Various recordings of the family's singing have been made since the 1950s and some are still available, notably the aforementioned Come Write Me Down, which comes with two booklets full of biographical detail. In the 1980s, Bob Copper published the book Across Sussex with Belloc in which he retraced the route across Sussex of Hilaire Belloc and the characters of Belloc's novel The Four Men: a Farrago. Bob Copper died in 2004, a few days after receiving an MBE. In an obituary by Ken Hunt in The Independent newspaper, Bob Copper was described as "England's most important traditional folk-singer".

In The Guardian obituary, Michael Grosvenor Myer wrote "Towards the end of his life, Bob frequently expressed the greatest satisfaction that the family's fine tradition was safe for at least the next two generations". The present generations of the family continue to sing unaccompanied traditional songs and, in 2004 (repeated in 2006), BBC Four broadcast an hour-long programme about the family, filmed during the last months of Bob's life.

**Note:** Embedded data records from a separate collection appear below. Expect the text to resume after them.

PR #230, opened 2019-02-08
[PLATFORM-321] Refactor Routes

fonty1:
This PR refactors the routes as needed for the main static site to work correctly with the Streamr-Platform App. 

The tentative plan for the serverside routing is:

The main static site (streamr.com) will have first rights on URL static matching of:
`streamr.com/`
`streamr.com/faq`
`streamr.com/about`
...

If the url is not any of these, then the Streamr-Platform app will be the following catch-all. The Streamr-Platform App is the entry point for the Editor, Marketplace, Userpages and Docs. 

I've changed the root to a true root by removing PLATFORM_BASE_PATH. You should also remove it from your .env file.

In a following PR I plan to move the `/app` to `/` mostly so we don't have a confusing `app/src/app`. 

Other changes:
- The marketplace landingpage in future will be streamr.com/marketplace. (localhost/marketplace)
- Userpages will be located at streamr.com/u/... (localhost/u)
- Marketplace product urls are: streamr.com/marketplace/products/:productId

** 
This is a breaking change to streamr-docker-dev repo, 
PR: https://github.com/streamr-dev/streamr-docker-dev/pull/23
This PR should be merged first for smooth sailing here though it might be best to locally edit that docker dev config file to test this prior to this docker PR merge.
**


app/src/app/index.jsx
```diff
@@ -0,0 +1,137 @@
...
+                <Route exact path={formatPath(internalLogin, ':type?')} component={LoginRedirect} />
+                <Route exact path={links.root} component={Products} />
+                <Route exact path={marketplace.main} component={Products} />
+                <Route exact path={links.marketplace.createProduct} component={CreateProductAuth} />
+                <Route exact path={formatPath(marketplace.products, ':id', 'purchase')} component={ProductPurchasePage} />
+                <Route exact path={formatPath(marketplace.products, ':id', 'publish')} component={ProductPublishPage} />
+                <Route exact path={formatPath(marketplace.products, ':id', 'streamPreview', ':streamId')} component={StreamPreviewPage} />
+                <Route exact path={formatPath(marketplace.products, ':id')} component={ProductPage} />
+                <Route exact path={routes.editProduct()} component={EditProductAuth} />
+                {DocsRouter()}
```
juhah: Should we layout the other components in a similar way? Ie.

```
<Switch>
    {MarketplaceRouter()}   
    {DocsRouter()}
    {UserPagesRouter()}
</Switch>
```

fonty1: Thanks for reminding me about this - I think so, I will adapt if possible. 

There was an issue with arranging the userpages routes in this sort of array but I think it was related to the StreamrClient Provider wrapping which isn't in use anymore.

app/webpack.config.js
```diff
@@ -29,7 +29,7 @@ const gitRevisionPlugin = new GitRevisionPlugin({
 
 // We have to make sure that publicPath ends with a slash. If it
 // doesn't then chunks are not gonna load correctly. #codesplitting
-const publicPath = `${process.env.PLATFORM_BASE_PATH || ''}/`.replace(/\/+$/, '/')
+const publicPath = `${''}/`.replace(/\/+$/, '/')
```
tumppi: Hmm, could we leave this as is it but set the `PLATFORM_BASE_PATH` to `/` 🤔

app/src/app/index.jsx
tumppi: This would be nice 👍

app/.storybook/config.js
```diff
@@ -4,7 +4,7 @@ import { setAddon, configure } from '@storybook/react'
 import { setOptions } from '@storybook/addon-options'
 import JSXAddon from 'storybook-addon-jsx'
 
-import '$mp/components/App/globalStyles' // To import the global styling
+import '$app/src/app/globalStyles' // To import the global styling
```
juhah: How about just importing here:
```
import '$shared/assets/stylesheets'
```

And add the `import '$shared/assets/stylesheets/bootstrap.scss'` to `$shared/assets/stylesheets/index.js`?

app/src/app/index.jsx
```diff
@@ -0,0 +1,137 @@
+// @flow
+
+import './globalStyles'
```
juhah: Same here about global styles

app/src/links.js
```diff
@@ -35,14 +35,16 @@ module.exports = {
     resetAllowanceInfo: 'https://github.com/ethereum/EIPs/issues/20#issuecomment-263524729',
     // ---->
     blog: 'https://medium.com/streamrblog',
-    main: '/',
-    marketplace: '/marketplace',
+    root: '/',
```
juhah: We should consolidate the two ways of importing routes we have now.

app/webpack.config.js
fonty1: I'll recheck this

app/src/links.js
fonty1: I agree. I'd prefer to separate this task and consult with mister @mondoreale on how to best move forward there. 
Ticket for when that day comes:
https://streamr.atlassian.net/browse/PLATFORM-334

tumppi:
Hmm, I'm still a bit hesitant to remove `PLATFORM_BASE_PATH` entirely. If things change™ it'd nice to go back just by editing an environment variable. I'm just saying because it was a major PITA to add it in the first place 😄

fonty1:
> Hmm, I'm still a bit hesitant to remove `PLATFORM_BASE_PATH` entirely. If things change™ it'd nice to go back just by editing an environment variable. I'm just saying because it was a major PITA to add it in the first place 😄

I had the same concern at first but I decided to remove it because it's just one less thing to think about moving forward. We do have the git history of how it should work if we need to bring it back, and in the end, it's only referenced 12 times, so I don't think it would be of equal PITA to re-implement if we need it again. I can sign up for that task if needed :D

tumppi:
Sure, that's ok 😄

They are involved in The Imagined Village project.

Bob Copper received the Gold Badge of the English Folk Dance and Song Society in 1978, an honorary degree from Sussex University in 2000, and an MBE four days before his death in 2004.

In 2009 Topic Records included in their 70-year anniversary boxed set Three Score and Ten Spencer the Rover by Bob & Ron from the album Come Write Me Down – Early Recordings of The Copper Family of Rottingdean as track two of the second CD in the set.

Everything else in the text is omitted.